Effects of Modified Glucosamine on the Chondrogenic Potential of Circulating Stem Cells under Experimental Inflammation.

机构信息

Local Health Unit Treviso, Department of Pediatric Surgery, 31100 Treviso, Italy.

Department of Pharmaceutical and Pharmacological Sciences, University of Padova, 35131 Padova, Italy.

出版信息

Int J Mol Sci. 2023 Jun 20;24(12):10397. doi: 10.3390/ijms241210397.

DOI:10.3390/ijms241210397
PMID:37373540
原文链接:https://pmc.ncbi.nlm.nih.gov/articles/PMC10299282/
Abstract

Glucosamine (GlcN) is a glycosaminoglycan (GAGs) constituent in connective tissues. It is naturally produced by our body or consumed from diets. In the last decade, in vitro and in vivo trials have demonstrated that the administration of GlcN or its derivates has a protective effect on cartilage when the balance between catabolic and anabolic processes is disrupted and cells are no longer able to fully compensate for the loss of collagen and proteoglycans. To date, these benefits are still controversial because the mechanism of action of GlcN is not yet well clarified. In this study, we have characterized the biological activities of an amino acid (AA) derivate of GlcN, called DCF001, in the growth and chondrogenic induction of circulating multipotent stem cells (CMCs) after priming with tumor necrosis factor-alpha (TNFα), a pleiotropic cytokine commonly expressed in chronic inflammatory joint diseases. In the present work, stem cells were isolated from the human peripheral blood of healthy donors. After priming with TNFα (10 ng/mL) for 3 h, cultures were treated for 24 h with DCF001 (1 μg/mL) dissolved in a proliferative (PM) or chondrogenic (CM) medium. Cell proliferation was analyzed using a Corning Cell Counter and trypan blue exclusion technique.
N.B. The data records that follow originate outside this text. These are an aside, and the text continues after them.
PR #506, opened 2026-06-11
Add native batched INSERT/UPDATE for DataMapper

christianparpart:
Inserting or updating many records previously meant calling `Create`/`CreateExplicit`/`Update` in a loop, which re-prepares the statement for every single row. This adds a batched path that prepares once and submits the whole batch, preferring native ODBC row-wise array binding (a single zero-copy `SQLExecute`) and falling back to a prepare-once + per-row execute only when native binding cannot apply.

## Changes

- **`SqlStatement`**: new row-major `ExecuteBatch(rows, accessors...)` overload. Native row-wise binding (`SQL_ATTR_PARAM_BIND_TYPE = sizeof(row)`) is used when every bound column is row-bindable — primitives, `SqlDate`/`SqlTime`/`SqlDateTime`, `SqlNumeric`, or `std::optional` of a fixed non-numeric type — otherwise it falls back to a per-row soft path that handles every supported type (strings, binary, variant, …).
- **`std::optional` columns** stay zero-copy on the native path: the contained value is bound in place and per-row NULLs are supplied through a temporary, row-strided indicator buffer (new `SqlDataBinderCallback::ProvideBatchStagingBuffer`).
- **Eligibility** is data-driven via the opt-in `SqlIsNativeRowBindableValue` trait, and guarded by three gates: compile-time type/reference checks (incl. `sizeof(row) % alignof(SQLLEN) == 0` for optional columns), the new per-DBMS `SqlQueryFormatter::SupportsNativeRowBatch()` capability, and a runtime accessor-stride check.
- **`DataMapper`**: new `CreateAll` / `UpdateAll` accepting any contiguous, sized range of records (`std::vector`, `std::array`, `std::span`, C array; non-contiguous ranges are rejected at compile time). `UpdateAll` writes all storable non-primary-key columns matched on the primary key.
- **`SqlStatement::Prepare`** now resets the parameter-array binding attributes (`PARAMSET_SIZE` / `PARAM_BIND_TYPE` / `PARAM_BIND_OFFSET_PTR`) so a statement handle reused across batched and single executes — as `DataMapper` does — is never left in a stale row-wise binding state.
- `SqlDate`/`SqlTime`/`SqlDateTime` gain a column-wise `BatchInputParameter`, and the primitive batch binders accept an optional indicator pointer, to support the optional native path.

**Performance:** for fixed-width records the batch is a single prepare + single row-wise `SQLExecute` (zero-copy); for records with variable-length columns it is a single prepare + per-row execute — both eliminate the per-row re-prepare of the previous loop-based approach.

**Risk:** per-DBMS row-wise array binding behaviour is the main risk (gated by `SupportsNativeRowBatch()`); `SqlGuid` is deliberately excluded from native batching because SQLite binds it via a per-value text conversion. Covered by tests across SQLite, MS SQL Server and PostgreSQL.

### DIFF
--- a/src/Lightweight/DataBinder/Core.hpp
+++ b/src/Lightweight/DataBinder/Core.hpp
@@ -115,6 +115,13 @@ struct SqlBasicStringOperations;
 namespace detail
 {
 
+    /// @brief Satisfied when @p T is the same type as at least one of @p Us.
+    ///
+    /// Mirrors @c Lightweight::detail::OneOf, but lives in the DataBinder layer so the low-level binder
+    /// headers can use it without reaching up to the higher-level Utils.hpp.
+    template <typename T, typename... Us>
+    concept IsAnyOf = (std::same_as<T, Us> || ...);
+
     // clang-format off
 template <typename T>
 concept HasGetStringAndGetLength = requires(T const& t) {
--- a/src/Lightweight/DataBinder/Core.hpp
+++ b/src/Lightweight/DataBinder/Core.hpp
@@ -84,6 +84,10 @@ class LIGHTWEIGHT_API SqlDataBinderCallback
     ///
     /// @note The buffer contents are unspecified; the caller is responsible for initializing it.
     /// @note The returned storage is aligned to at least @c alignof(std::max_align_t).
+    /// @note Row-wise callers request @c ~rowStride*rowCount bytes to hold only @c rowCount @c SQLLEN
+    /// indicators. This over-allocation is intrinsic to ODBC row-wise binding, which strides the
+    /// @c StrLen_or_IndPtr array by @c SQL_ATTR_PARAM_BIND_TYPE (the row stride) — there is no separate
+    /// indicator stride — so a tightly packed indicator array would require descriptor-level binding.
     ///
     /// @param byteCount The number of bytes to provide.
     /// @return A pointer to the first byte of the buffer.
@@ -205,8 +209,11 @@ inline constexpr bool SqlIsNativeRowBindableValue = false;
 template <typename T>
 inline constexpr bool SqlIsNumericValue = false;
 
-/// @brief Whether @p T is a @c std::optional specialization. Distinct name from any DataMapper trait to
-/// avoid one-definition-rule clashes when both headers are included.
+/// @brief Whether @p T is a @c std::optional specialization.
+///
+/// Defined locally rather than reusing @c Lightweight::IsSpecializationOf (Utils.hpp) or the DataMapper
+/// @c IsStdOptional (Field.hpp): this low-level binder header is deliberately kept free of dependencies on
+/// those higher-level headers, so it carries its own minimal optional traits.
 template <typename T>
 inline constexpr bool SqlIsStdOptional = false;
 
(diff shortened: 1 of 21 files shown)


src/Lightweight/DataBinder/Core.hpp
```diff
@@ -169,6 +185,50 @@ concept SqlInputParameterBatchBinder =
...
+};
+
+template <typename T>
+struct SqlOptionalInner<std::optional<T>>
+{
+    using type = T; ///< The value type contained in the @c std::optional.
+};
+
+template <typename T>
+using SqlOptionalInnerType = typename SqlOptionalInner<T>::type;
```
Yaraslaut: optional has the `value_type` for this

src/Lightweight/DataBinder/Primitives.hpp
```diff
@@ -94,6 +107,28 @@ template <> struct SqlDataBinder<unsigned long long>: Int64DataBinderHelper<unsi
...
+template <> inline constexpr bool SqlIsNativeRowBindableValue<int8_t> = true;
+template <> inline constexpr bool SqlIsNativeRowBindableValue<uint8_t> = true;
+template <> inline constexpr bool SqlIsNativeRowBindableValue<int16_t> = true;
+template <> inline constexpr bool SqlIsNativeRowBindableValue<uint16_t> = true;
+template <> inline constexpr bool SqlIsNativeRowBindableValue<int32_t> = true;
+template <> inline constexpr bool SqlIsNativeRowBindableValue<uint32_t> = true;
+template <> inline constexpr bool SqlIsNativeRowBindableValue<int64_t> = true;
+template <> inline constexpr bool SqlIsNativeRowBindableValue<uint64_t> = true;
+template <> inline constexpr bool SqlIsNativeRowBindableValue<float> = true;
+template <> inline constexpr bool SqlIsNativeRowBindableValue<double> = true;
```
Yaraslaut: I think we can replace it with something like:
```
template<typename T>
inline constexpr bool SqlIsNativeRowBindableValue<T> = is_any_of<T, bool, char, ... , double>;
```

src/Lightweight/DataMapper/DataMapper.hpp
```diff
@@ -534,6 +578,14 @@ class DataMapper
...
             pkOverride = std::nullopt);
 
+    /// @brief Core implementation of CreateAll() operating on a contiguous span of records.
+    template <typename Record>
+    void CreateAllSpan(std::span<Record const> records);
+
+    /// @brief Core implementation of UpdateAll() operating on a contiguous span of records.
+    template <typename Record>
+    void UpdateAllSpan(std::span<Record const> records);
+
```
Yaraslaut: do not think that this should be separate api, nothing special in `span` for us here

src/Lightweight/DataMapper/DataMapper.hpp
```diff
@@ -1385,6 +1437,93 @@ RecordPrimaryKeyType<Record> DataMapper::CreateExplicit(Record const& record)
...
+    /// Accessor tuple for the WHERE clause of a batched UPDATE: primary-key columns.
+    template <std::size_t I, typename Record>
+    auto MakeUpdateWhereAccessor()
+    {
+        using FieldType = Reflection::MemberTypeOf<I, Record>;
+        if constexpr (IsPrimaryKey<FieldType>)
+            return std::tuple<FieldValueAccessor<I>> {};
+        else
+            return std::tuple<> {};
+    }
```
Yaraslaut, line 1492: hm, interesting utility

Yaraslaut (approved):
great addition, thanks :)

To evaluate the potentialities of DCF001 in counteracting the inflammatory response to TNFα, we measured the amount of extracellular ATP (eATP) and the expression of adenosine-generating enzymes CD39/CD73, TNFα receptors, and NF-κB inhibitor IκBα using flow cytometry. Finally, total RNA was extracted to perform a gene expression study of some chondrogenic differentiation markers (COL2A1, RUNX2, and MMP13). Our analysis has shed light on the ability of DCF001 to (a) regulate the expression of CD39, CD73, and TNF receptors; (b) modulate eATP under differentiative induction; (c) enhance the inhibitory activity of IκBα, reducing its phosphorylation after TNFα stimulation; and (d) preserve the chondrogenic potentialities of stem cells. Although preliminary, these results suggest that DCF001 could be a valuable supplement for ameliorating the outcome of cartilage repair interventions, enhancing the efficacy of endogenous stem cells under inflammatory stimuli.

摘要

氨基葡萄糖(GlcN)是连接组织中糖胺聚糖(GAGs)的成分。它是由我们的身体自然产生的,也可以从饮食中摄取。在过去的十年中,体外和体内试验表明,当分解代谢和合成代谢过程之间的平衡被破坏,细胞不再能够完全补偿胶原蛋白和蛋白聚糖的损失时,GlcN 或其衍生物的给药对软骨具有保护作用。迄今为止,这些益处仍然存在争议,因为 GlcN 的作用机制尚不清楚。在这项研究中,我们研究了 GlcN 的一种氨基酸(AA)衍生物 DCF001 对经过肿瘤坏死因子-α(TNFα)预刺激的循环多能干细胞(CMCs)生长和软骨诱导的生物学活性,TNFα 是一种在慢性炎症性关节疾病中普遍表达的多效细胞因子。在本研究中,我们从健康供体的人外周血中分离出干细胞。用 TNFα(10ng/ml)预刺激 3 小时后,用 DCF001(1μg/ml)在增殖(PM)或软骨形成(CM)培养基中处理 24 小时。用康宁细胞计数器和台盼蓝排除技术分析细胞增殖。为了评估 DCF001 对抗 TNFα 炎症反应的潜力,我们使用流式细胞术测量了细胞外三磷酸腺苷(eATP)的含量和产生腺苷的酶 CD39/CD73、TNFα 受体以及 NF-κB 抑制剂 IκBα 的表达。最后,提取总 RNA 以进行一些软骨分化标志物(COL2A1、RUNX2 和 MMP13)的基因表达研究。我们的分析揭示了 DCF001 能够:(a)调节 CD39、CD73 和 TNF 受体的表达;(b)在分化诱导下调节 eATP;(c)增强 IκBα 的抑制活性,减少 TNFα 刺激后的磷酸化;(d)保持干细胞的软骨形成潜力。尽管这只是初步结果,但这些结果表明,DCF001 可能是改善软骨修复干预效果的有价值的补充剂,可增强炎症刺激下内源性干细胞的疗效。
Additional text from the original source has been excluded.